_Assigned task_:
For this exercise, return exactly the lines of the material below that begin at the one with "(We could alternatively" and stop after the one with "in the works".

======== Input ========

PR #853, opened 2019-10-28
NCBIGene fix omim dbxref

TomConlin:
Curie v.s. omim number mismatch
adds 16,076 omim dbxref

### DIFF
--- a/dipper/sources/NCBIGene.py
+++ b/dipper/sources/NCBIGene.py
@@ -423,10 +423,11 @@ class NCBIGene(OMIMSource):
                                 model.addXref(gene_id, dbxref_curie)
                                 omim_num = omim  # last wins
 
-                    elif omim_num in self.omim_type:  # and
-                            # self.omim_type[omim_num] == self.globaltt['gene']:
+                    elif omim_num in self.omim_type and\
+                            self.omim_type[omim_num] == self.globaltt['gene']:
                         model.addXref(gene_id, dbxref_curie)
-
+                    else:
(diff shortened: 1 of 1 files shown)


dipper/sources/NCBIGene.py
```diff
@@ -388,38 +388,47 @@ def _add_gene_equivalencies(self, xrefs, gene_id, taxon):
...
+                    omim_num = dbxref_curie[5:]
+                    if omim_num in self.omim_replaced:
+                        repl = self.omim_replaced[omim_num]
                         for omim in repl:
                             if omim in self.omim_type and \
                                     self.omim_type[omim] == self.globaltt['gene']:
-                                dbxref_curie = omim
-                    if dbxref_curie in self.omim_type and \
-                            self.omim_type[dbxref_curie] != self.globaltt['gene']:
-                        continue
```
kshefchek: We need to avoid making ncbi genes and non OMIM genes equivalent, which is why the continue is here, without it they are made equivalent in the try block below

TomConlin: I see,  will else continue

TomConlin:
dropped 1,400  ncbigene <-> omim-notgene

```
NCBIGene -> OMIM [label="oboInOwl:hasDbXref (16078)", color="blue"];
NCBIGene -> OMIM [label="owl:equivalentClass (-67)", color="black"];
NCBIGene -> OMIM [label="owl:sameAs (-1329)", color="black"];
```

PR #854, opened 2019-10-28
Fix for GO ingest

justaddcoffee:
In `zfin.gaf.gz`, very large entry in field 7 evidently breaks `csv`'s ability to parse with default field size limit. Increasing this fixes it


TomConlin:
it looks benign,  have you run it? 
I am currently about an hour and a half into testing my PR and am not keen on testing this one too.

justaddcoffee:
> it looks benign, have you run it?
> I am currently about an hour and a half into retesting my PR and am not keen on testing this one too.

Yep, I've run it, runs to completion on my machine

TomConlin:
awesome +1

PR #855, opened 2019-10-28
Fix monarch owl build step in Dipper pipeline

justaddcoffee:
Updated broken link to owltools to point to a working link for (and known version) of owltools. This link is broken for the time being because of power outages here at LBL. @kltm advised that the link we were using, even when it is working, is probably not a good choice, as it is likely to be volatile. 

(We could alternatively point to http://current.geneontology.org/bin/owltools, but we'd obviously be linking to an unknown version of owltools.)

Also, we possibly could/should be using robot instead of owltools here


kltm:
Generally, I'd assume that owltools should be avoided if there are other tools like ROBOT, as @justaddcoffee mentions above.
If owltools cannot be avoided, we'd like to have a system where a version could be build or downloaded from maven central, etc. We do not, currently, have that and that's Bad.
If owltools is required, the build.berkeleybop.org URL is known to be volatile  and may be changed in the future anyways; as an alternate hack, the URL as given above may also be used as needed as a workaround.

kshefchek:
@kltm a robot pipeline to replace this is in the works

========
======== Input ========

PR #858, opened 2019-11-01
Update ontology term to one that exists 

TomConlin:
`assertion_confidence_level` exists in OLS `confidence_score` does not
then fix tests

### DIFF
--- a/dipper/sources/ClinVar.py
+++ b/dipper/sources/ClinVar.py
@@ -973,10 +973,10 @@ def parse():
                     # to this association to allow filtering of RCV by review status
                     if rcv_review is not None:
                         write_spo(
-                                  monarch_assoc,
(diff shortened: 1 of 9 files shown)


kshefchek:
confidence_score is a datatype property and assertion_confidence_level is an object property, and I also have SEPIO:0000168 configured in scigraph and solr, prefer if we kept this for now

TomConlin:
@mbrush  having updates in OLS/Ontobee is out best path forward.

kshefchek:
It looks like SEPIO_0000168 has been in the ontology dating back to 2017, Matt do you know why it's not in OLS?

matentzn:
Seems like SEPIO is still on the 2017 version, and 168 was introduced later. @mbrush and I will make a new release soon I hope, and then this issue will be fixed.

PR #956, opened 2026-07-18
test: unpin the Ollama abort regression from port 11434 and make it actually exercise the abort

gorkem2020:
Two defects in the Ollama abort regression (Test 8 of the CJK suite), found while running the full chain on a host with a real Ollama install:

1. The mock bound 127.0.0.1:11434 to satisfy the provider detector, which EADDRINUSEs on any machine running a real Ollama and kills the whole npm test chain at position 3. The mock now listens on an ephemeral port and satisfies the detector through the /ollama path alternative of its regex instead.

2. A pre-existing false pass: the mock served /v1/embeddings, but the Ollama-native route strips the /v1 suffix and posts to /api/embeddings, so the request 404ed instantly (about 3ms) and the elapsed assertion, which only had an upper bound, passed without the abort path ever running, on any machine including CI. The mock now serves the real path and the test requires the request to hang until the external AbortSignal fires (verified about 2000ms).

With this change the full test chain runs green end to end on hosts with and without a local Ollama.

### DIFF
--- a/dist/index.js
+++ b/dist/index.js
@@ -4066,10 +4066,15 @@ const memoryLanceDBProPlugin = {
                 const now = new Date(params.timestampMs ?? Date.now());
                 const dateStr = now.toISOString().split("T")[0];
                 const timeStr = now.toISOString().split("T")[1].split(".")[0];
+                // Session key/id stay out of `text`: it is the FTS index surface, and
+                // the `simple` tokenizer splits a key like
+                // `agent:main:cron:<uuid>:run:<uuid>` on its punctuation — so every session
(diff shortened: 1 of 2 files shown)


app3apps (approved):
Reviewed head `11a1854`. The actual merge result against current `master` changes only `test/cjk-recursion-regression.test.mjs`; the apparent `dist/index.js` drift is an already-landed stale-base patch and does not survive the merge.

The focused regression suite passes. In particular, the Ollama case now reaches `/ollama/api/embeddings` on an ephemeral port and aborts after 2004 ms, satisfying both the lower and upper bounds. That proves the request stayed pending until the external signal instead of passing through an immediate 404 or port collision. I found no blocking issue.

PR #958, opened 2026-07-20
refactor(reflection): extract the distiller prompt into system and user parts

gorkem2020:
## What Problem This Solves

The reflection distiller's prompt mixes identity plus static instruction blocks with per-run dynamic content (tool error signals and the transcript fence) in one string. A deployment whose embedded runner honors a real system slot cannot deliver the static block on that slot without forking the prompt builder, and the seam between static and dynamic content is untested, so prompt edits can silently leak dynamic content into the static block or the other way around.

========

_Answer to the problem_:
(We could alternatively point to http://current.geneontology.org/bin/owltools, but we'd obviously be linking to an unknown version of owltools.)

Also, we possibly could/should be using robot instead of owltools here


kltm:
Generally, I'd assume that owltools should be avoided if there are other tools like ROBOT, as @justaddcoffee mentions above.
If owltools cannot be avoided, we'd like to have a system where a version could be build or downloaded from maven central, etc. We do not, currently, have that and that's Bad.
If owltools is required, the build.berkeleybop.org URL is known to be volatile  and may be changed in the future anyways; as an alternate hack, the URL as given above may also be used as needed as a workaround.

kshefchek:
@kltm a robot pipeline to replace this is in the works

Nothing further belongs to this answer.